What to work on — All of the data below is to be output without alteration.

[Collected data]
┄┄┄┄┄┄┄┄┄┄┄┄┄┄┄┄┄┄┄┄

PR #185, opened 2016-06-09
copy hdf5 dlls if dynamically built

xiaoqiangwang:
For a multiple detector system, I have to use the dynamical library on windows-x64. I found it to be convenient to copy the dlls to the IOC bin directory. 

But I also realize one can set the PATH to include $(ADBINARIES)/bin/windows-x64. I create this pull request in case you agree on this idea.


MarkRivers:
EPICS base automatically builds a Windows command script, dllPath.bat, to set the PATH to include all of the required directories for the DLLs.  For example for ADLightField the iocLightField/Makefile creates the following dllPath.bat file:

┄┄┄┄┄┄┄┄┄┄┄┄┄┄┄┄┄┄┄┄

Your solution —
PR #185, opened 2016-06-09
copy hdf5 dlls if dynamically built

xiaoqiangwang:
For a multiple detector system, I have to use the dynamical library on windows-x64. I found it to be convenient to copy the dlls to the IOC bin directory. 

But I also realize one can set the PATH to include $(ADBINARIES)/bin/windows-x64. I create this pull request in case you agree on this idea.


MarkRivers:
EPICS base automatically builds a Windows command script, dllPath.bat, to set the PATH to include all of the required directories for the DLLs.  For example for ADLightField the iocLightField/Makefile creates the following dllPath.bat file:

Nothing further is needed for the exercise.